The first acknowledges that the forces of Syrian president Bashar al-Assad have pretty much won the war. As journalist Robin Wright noted recently, Assad has managed to “consolidate his hold over the majority of Syria” and now “controls all the major cities.” Grandstanding bombings devised to encourage the regime to kill with bullets and shrapnel rather than with gas are exercises in futility. As she concludes “Assad is . . . winning the war and the reality is that the military strike will not change that.”
And in February, a U.S. intelligence community report concluded that, “the Syrian opposition’s seven-year insurgency is probably no longer capable of overthrowing President Bashar al-Assad or overcoming a growing military disadvantage.”
The second proposition is a stark observation put forward in a think tank report in 2015 by Ambassador James Dobbins and his colleagues: “any peace in Syria is better than the current war.”
For those whose chief concern is the welfare of the Syrian people, the conclusion, however painful, should be obvious. The United States and other intervening states should work primarily to bring the suffering to a substantial close, and this likely means cutting off support to most rebel combatants in Syria and working with—perhaps even directly supporting—Assad and his foreign allies.

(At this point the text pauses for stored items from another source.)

PR #181, opened 2024-11-30
implement spill handling

### LINKED ISSUE #168: Spill handling
Handle the case when the register allocation fails and some of the register get spilled.

km1chno:
Resolves #168 

High level idea is the following:

If register allocation fails with all GPRs, we try to allocate them again with all GPRs minus { R8, R9 } <- these are left for spill handling. The allocation should fail again with some spills

Now we adjust `LoweredCFGFragment` for every function:
- call `allocateFrameVariable()` for every spilled virtual register
- iterate over all instructions in basic blocks
- we detect instruction reading spilled register -> we add some instructions called `prologue` of this instruction, these instructions are responsible for loading spills from memory to registers R8 and R9. Then we substitute spilled registers in the function with R8 and R9,
- analogously, if we detect instruction writing to spilled registers -> we substitute registers in the instruction for R8 and R9 and add an `epilogue` - a list of instructions responsible for saving values of R8 and R9 into memory where spills are stored

### DIFF
--- a/src/main/kotlin/cacophony/codegen/instructions/Instruction.kt
+++ b/src/main/kotlin/cacophony/codegen/instructions/Instruction.kt
@@ -25,10 +25,11 @@ data class MemoryAddress(val base: Register, val index: Register?, val scale: In
 
 interface Instruction {
     val registersRead: Set<Register>
-
     val registersWritten: Set<Register>
 
     fun toAsm(hardwareRegisterMapping: HardwareRegisterMapping): String
+
+    fun substituteRegisters(map: Map<Register, Register>): Instruction
 
     fun isNoop(hardwareRegisterMapping: HardwareRegisterMapping): Boolean = false
 }
--- a/src/main/kotlin/cacophony/codegen/instructions/cacophonyInstructions/ArithmeticInstructions.kt
+++ b/src/main/kotlin/cacophony/codegen/instructions/cacophonyInstructions/ArithmeticInstructions.kt
@@ -70,8 +70,8 @@ data class IMulRegReg(
     )
 
 class Cqo : InstructionTemplates.FixedRegistersInstruction() {
-    override val registersRead: Set<Register.FixedRegister> = setOf(Register.FixedRegister(HardwareRegister.RAX))
-    override val registersWritten: Set<Register.FixedRegister> = setOf(Register.FixedRegister(HardwareRegister.RDX))
+    override val registersRead: Set<Register> = setOf(Register.FixedRegister(HardwareRegister.RAX))
+    override val registersWritten: Set<Register> = setOf(Register.FixedRegister(HardwareRegister.RDX))
 
     override fun toAsm(hardwareRegisterMapping: HardwareRegisterMapping) = "cqo"
 }
--- a/src/main/kotlin/cacophony/codegen/instructions/cacophonyInstructions/ArithmeticInstructions.kt
+++ b/src/main/kotlin/cacophony/codegen/instructions/cacophonyInstructions/ArithmeticInstructions.kt
@@ -69,9 +69,9 @@ data class IMulRegReg(
         "imul",
     )
 
-class Cqo : Instruction {
-    override val registersRead: Set<Register> = setOf(Register.FixedRegister(HardwareRegister.RAX))
-    override val registersWritten: Set<Register> = setOf(Register.FixedRegister(HardwareRegister.RDX))
+class Cqo : InstructionTemplates.FixedRegistersInstruction() {
+    override val registersRead: Set<Register.FixedRegister> = setOf(Register.FixedRegister(HardwareRegister.RAX))
+    override val registersWritten: Set<Register.FixedRegister> = setOf(Register.FixedRegister(HardwareRegister.RDX))
 
     override fun toAsm(hardwareRegisterMapping: HardwareRegisterMapping) = "cqo"
 }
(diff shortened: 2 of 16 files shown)


src/main/kotlin/cacophony/codegen/registers/SpillHandling.kt
```diff
@@ -0,0 +1,105 @@
...
+                            "but only have ${spareRegisters.size} spare registers to use",
+                    )
+                }
+
+                val registersSubstitution: Map<Register, FixedRegister> = usedSpills.zip(spareRegisters).toMap()
+
+                val instructionPrologue = readSpills.flatMap { loadSpillIntoReg(it, registersSubstitution[it]!!) }
+                val instructionEpilogue = writtenSpills.flatMap { saveRegIntoSpill(registersSubstitution[it]!!, it) }
+
+                instructionPrologue +
```
KacperTopolski, line 91: Can you fix this formatting or is it forced by a linter?

src/main/kotlin/cacophony/controlflow/FunctionHandler.kt
```diff
@@ -66,7 +66,7 @@ interface FunctionHandler {
 
     fun generateAccessToFramePointer(other: FunctionDeclaration): CFGNode
 
-    fun allocateFrameVariable(): CFGNode.LValue
+    fun allocateFrameVariable(reg: Register.VirtualRegister): CFGNode.LValue
```
KacperTopolski, line 69: This can be a regular Register, it would make the interface clearer.

src/main/kotlin/cacophony/codegen/instructions/Instruction.kt
```diff
@@ -25,10 +25,11 @@ data class MemoryAddress(val base: Register, val index: Register?, val scale: In
 
 interface Instruction {
     val registersRead: Set<Register>
-
     val registersWritten: Set<Register>
 
     fun toAsm(hardwareRegisterMapping: HardwareRegisterMapping): String
+
+    fun substituteVirtualRegisters(map: Map<Register, Register>): Instruction
```
KacperTopolski, line 32: This is only used with VirtualRegisters, but I think that `substituteRegisters` would be a better name given the function parameters.

KacperTopolski (changes requested):

src/main/kotlin/cacophony/codegen/registers/SpillHandling.kt
```diff
@@ -0,0 +1,105 @@
...
+import cacophony.codegen.linearization.BasicBlock
+import cacophony.codegen.linearization.LoweredCFGFragment
+import cacophony.controlflow.CFGNode
+import cacophony.controlflow.FunctionHandler
+import cacophony.controlflow.Register
+import cacophony.controlflow.Register.FixedRegister
+import cacophony.controlflow.Register.VirtualRegister
+import cacophony.utils.CompileException
+
+class SpillHandlingErrorException(reason: String) : CompileException(reason)
```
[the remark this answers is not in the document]
km1chno: true, removed `CompileException` inheritance and changed name to `SpillHandlingException`

src/main/kotlin/cacophony/codegen/instructions/cacophonyInstructions/ArithmeticInstructions.kt
```diff
@@ -85,6 +85,11 @@ data class IDiv(val reg: Register) : Instruction {
         val hardwareReg = hardwareRegisterMapping[reg]
         return "idiv $hardwareReg"
     }
+
+    override fun substituteVirtualRegisters(map: Map<Register, Register>): IDiv =
+        if (map.containsKey(reg)) {
```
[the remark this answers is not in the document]
km1chno: yes it was only for optimization, you are right that it's not worth it, removed it

src/main/kotlin/cacophony/codegen/registers/SpillHandling.kt
km1chno: fixed

km1chno:
Ok some changes:

## Changes in Register Allocation

Changed `RegisterAllocator` to **not throw** if not allowed register appears in interference graph. Instead - throw at the end if any such register was used for anything else than just allocating it to itself. So if `R8` appears in interference, it is fine as long as register allocation says `R8 -> R8` and there is no other `* -> R8`. 

### Why

For spill handling we need `2` spare registers, and we call register allocation with `allowedRegisters = allGPRs \ spareRegisters`. It is fine if spare registers appear in the interference graph, we just want no virtual registers allocated to them. And **they will appear in the interference graph** - `CallInstruction` is using all registers apart from call preserved registers, and call preserved registers are used in instructions in function call prologues and epilogues. So we are physically unable to choose spare register in such a way that they will surely not appear in interference graph! Therefore we need to be ready for that.

## Problem with interference of new instructions with spare registers

After the allocation, we use spare registers to adjust basic blocks to handle spills. We must be careful though, because spare registers must live right before and right after the operation with spills that they are handling. Therefore, every spilled instruction must be handled using spare registers it is not using. 

Here comes the choice of spare registers - I chose `R8` and `R9`, because I believe that they are only used by `CallInstruction`. But `CallInstruction` does not use any virtual registers, so it will never have to be spill handled, so this choice seems optimal.

If in the future this assumption will not be valid anymore, we should obtain an exception that there are not enough spare registers for spill handling. We will then just have to add another one to use 3 spare registers.

KacperTopolski (approved):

This would, of course, constitute a massive reversal in policy—as well as a grim admission that the Russians have been essentially right in the civil war. But, although a great many elements in the Syrian tragedy remain cloudy, it seems clear that foreign assistance to the rebels has simply had the result of prolonging, or systematically stoking, the disaster. For years, much of the fighting has consisted of the mindless lobbing of ordnance on civilian areas, a process that mainly creates misery and refugees. All, or just about all, present policy proposals concerning Syria would essentially perpetuate this dismal condition.
There is a risk, of course, that, once something of a peace has been secured, Assad’s forces will embark on murderous rampages against former enemies. But it is more likely that this danger can be effectively dealt with if the United States and other interveners are inside the tent rather than outside of it.

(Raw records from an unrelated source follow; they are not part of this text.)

PR #183, opened 2024-12-01
Unified the call convention for the static links

FilipKon13:
The static links are now passed as the last (implicit) argument


KacperTopolski (approved):
Please rebase/merge main to check if CI still passes before merging.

The country would be effectively partitioned, with pockets still controlled by various rebel groups from U.S.-supported Kurds to Islamist operatives. And there would also be Islamic State remnants to deal with. Following the Dobbins proposal, this condition might prevail for years as efforts are made to negotiate difficult settlements.
But the very considerable bulk of the country would be substantially pacified. As a result, many refugees might find it safe to return and to help rebuild their shattered country.
And it is clear that a considerable portion of Syrians prefer being in government areas rather than areas controlled by rebels who are often incoherent and vicious. Details are sketchy, but given the choice, two-thirds of civilian evacuees from rebel-held East Aleppo asked to settle in government areas, not in rebel-controlled areas. One Aleppo professor, himself an opponent of the regime, estimates that in an election today, Assad would get more than 70 percent of the vote.
As early as 2014, Graham Fuller, a Middle East specialist and former vice chairman of the CIA’s National Intelligence Council, pointed out that although Assad “is hardly an ideal ruler,” he “is rational, has run a longtime functioning state,” and scarcely represents a threat to the United States. Moreover, Assad is supported by many in Syria who “rightly fear” the “domestic anarchy” that might come after his fall. The lessons of Libya are clearly relevant here.
Fuller concluded that “The time has now come to bite the bullet, admit failure, and to permit—if not assist—Assad in quickly winding down the civil war in Syria.”
This suggestion was highly unfashionable at the time, and then, like the Dobbins assessment, it was overwhelmed for a while by hysteria over the rise of the vicious, if ultimately rather ridiculous, ISIS group. However, although the perspective remains very much a minority view, its time may well have come.
John Mueller is a political scientist at Ohio State University and a senior fellow at the Cato Institute in Washington, DC.